-- Exercise directions --
All entries must be transcribed exactly, down to the last character.

# # #

PR #10075, opened 2026-03-31
fix: capture trailing paste chunks in CLI TUI input

johnwschoi:
## Bug

When pasting large text into `cline --tui`, the last few characters of the paste would "leak" outside the placeholder and appear as regular text in the input.

**Before:** `[Pasted text #1 +66 lines]ng scripts`
**After:** `[Pasted text #1 +66 lines]`

## Root Cause

Terminals send large pastes in multiple chunks. The existing paste detection only captures chunks larger than 100 characters (`PASTE_COLLAPSE_THRESHOLD`). The final chunk of a paste is often smaller than this threshold, so it falls through to normal input handling and gets inserted as regular text after the placeholder.

## Fix

Added a "paste session" mechanism with a 200ms completion timeout:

# # #

-- Exercise solution --
PR #10075, opened 2026-03-31
fix: capture trailing paste chunks in CLI TUI input

johnwschoi:
## Bug

When pasting large text into `cline --tui`, the last few characters of the paste would "leak" outside the placeholder and appear as regular text in the input.

**Before:** `[Pasted text #1 +66 lines]ng scripts`
**After:** `[Pasted text #1 +66 lines]`

## Root Cause

Terminals send large pastes in multiple chunks. The existing paste detection only captures chunks larger than 100 characters (`PASTE_COLLAPSE_THRESHOLD`). The final chunk of a paste is often smaller than this threshold, so it falls through to normal input handling and gets inserted as regular text after the placeholder.

## Fix

Added a "paste session" mechanism with a 200ms completion timeout:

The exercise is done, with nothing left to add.